An update server operated by MicroWorld Technologies was breached and used to deliver an unauthorized update to a subset of eScan customers on January 20 2026 with the malicious file distributed during a two hour window.
KEY FACTS
- Incident update server breach distributing an unauthorized update
- Date January 20 2026 two hour window
- Impact subset of customers updating from a regional cluster
- Malware multi stage payload including CONSCTLX.exe backdoor
The file was delivered to customers who downloaded updates from the regional update cluster during a two hour window on January 20 2026. Affected infrastructure has been isolated and rebuilt, authentication credentials rotated, and a remediation update made available to impacted customers.
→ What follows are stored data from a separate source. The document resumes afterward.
PR #26701, opened 2025-09-27
addpkg(main/pylyzer): 0.0.82

AhmadNaruto:
A fast, feature-rich static code analyzer & language server for Python

### DIFF
--- a/packages/pylyzer/build.sh
+++ b/packages/pylyzer/build.sh
@@ -1,0 +1,20 @@
+TERMUX_PKG_HOMEPAGE=https://github.com/mtshiba/pylyzer.git
+TERMUX_PKG_DESCRIPTION="A fast, feature-rich static code analyzer & language server for Python"
+TERMUX_PKG_LICENSE="MIT"
+TERMUX_PKG_MAINTAINER="@AhmadNaruto"
+TERMUX_PKG_VERSION="0.0.82"
+TERMUX_PKG_SRCURL="https://github.com/mtshiba/pylyzer/archive/refs/tags/v${TERMUX_PKG_VERSION}.tar.gz"
+TERMUX_PKG_SHA256=c2b30b29764321ba2f2be50cbeded24add03bc17a663a92825b1bce8a60ba24c
+TERMUX_PKG_BUILD_IN_SRC=true
+
+termux_step_pre_configure() {
+	termux_setup_rust
+}
+
+termux_step_make() {
+	cargo build --jobs $TERMUX_PKG_MAKE_PROCESSES --target $CARGO_TARGET_NAME --release  --locked
+}
+
+termux_step_make_install() {
+	install -Dm700 -t $TERMUX_PREFIX/bin target/${CARGO_TARGET_NAME}/release/pylyzer
+}


robertkirkman (approved):
It comes for me easily from `cargo install pylyzer`, but let's be practical, I had to wait more than 40 minutes for it to compile on Samsung Galaxy S8+ SM-G955F. It's much more efficient for it to be available from `pkg install pylyzer`.

packages/pylyzer/build.sh
```diff
@@ -0,0 +1,20 @@
...
+TERMUX_PKG_SRCURL="https://github.com/mtshiba/pylyzer/archive/refs/tags/v${TERMUX_PKG_VERSION}.tar.gz"
+TERMUX_PKG_SHA256=c2b30b29764321ba2f2be50cbeded24add03bc17a663a92825b1bce8a60ba24c
+TERMUX_PKG_BUILD_IN_SRC=true
+
+termux_step_pre_configure() {
+	termux_setup_rust
+}
+
+termux_step_make() {
+	RUSTFLAGS="-C strip=symbols -C codegen-units=1" cargo build --jobs $TERMUX_PKG_MAKE_PROCESSES --target $CARGO_TARGET_NAME --release  --locked
```
robertkirkman: Is `RUSTFLAGS="-C strip=symbols -C codegen-units=1"` required here, or can it be omitted? Normally, `termux_setup_toolchain_28c()` (automatic in background) sets up the needed `RUSTFLAGS`, which do not match this.

AhmadNaruto: I'm not sure, but as far as I know it makes binary size can be smaller

AhmadNaruto: I'm not sure, but as long as I know that's flag makes binary size can be smaller.
but idk what `termux_setup_toolchain_28c()` is have set it automatically.

robertkirkman: I think that it is unnecessary because other Rust packages in Termux don't use it, and also, I think that it might be redundant because for C and C++ programs, this part does it automatically without needing extra things in the `build.sh`:

https://github.com/termux/termux-packages/blob/c33d72338b03ec474fe6c3fa1110ba29a0805c49/scripts/build/termux_step_strip_elf_symbols.sh#L11

If Rust programs are like C and C++ programs and `$STRIP` works on them, then `termux_step_strip_elf_symbols()` already does this. But if Rust programs aren't like C and C++ programs then maybe they aren't affected by `$STRIP`, I don't really know. Do you know whether what I linked will be sufficient to do the same thing?

robertkirkman: According to this page, `strip` command does work on Rust binaries, therefore theoretically, `termux_step_strip_elf_symbols()` does work on Rust binaries and makes the `-C strip=symbols` in `build.sh` unnecessary, but if you know there is something incorrect about my analysis, please let me know.

https://kobzol.github.io/rust/cargo/2024/01/23/making-rust-binaries-smaller-by-default.html#fnref:strip-cmd

AhmadNaruto: i got it 👍

robertkirkman:

robertkirkman:
Ok, I will wait to merge it until later after a while when we can see which is more popular long-term, Pylyzer or Pyrefly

In a security bulletin from Morphisec, the company said the malicious update included a modified version of an update component named Reload.exe that carried an apparently invalid code signature, enabled persistence, modified the Windows HOSTS file to prevent remote updates, and connected to command and control servers to download further payloads including a file named CONSCTLX.exe described as a backdoor.
Observed command and control addresses include vhs.delrosal.net, tumama.hns.to, blackice.sol-domain.org and 185.241.208.115. The final payload created scheduled tasks for persistence using names like CorelDefrag.
The remediation update automatically identifies and corrects incorrect modifications, re-enables proper update functionality, verifies successful restoration and requires a standard restart. Blocking the listed command and control servers is recommended for additional security.
WHY IT MATTERS
Malicious updates distributed through legitimate update infrastructure can install persistent backdoors and prevent further updates. Administrators should confirm whether systems updated from the affected regional cluster and apply the remediation as needed.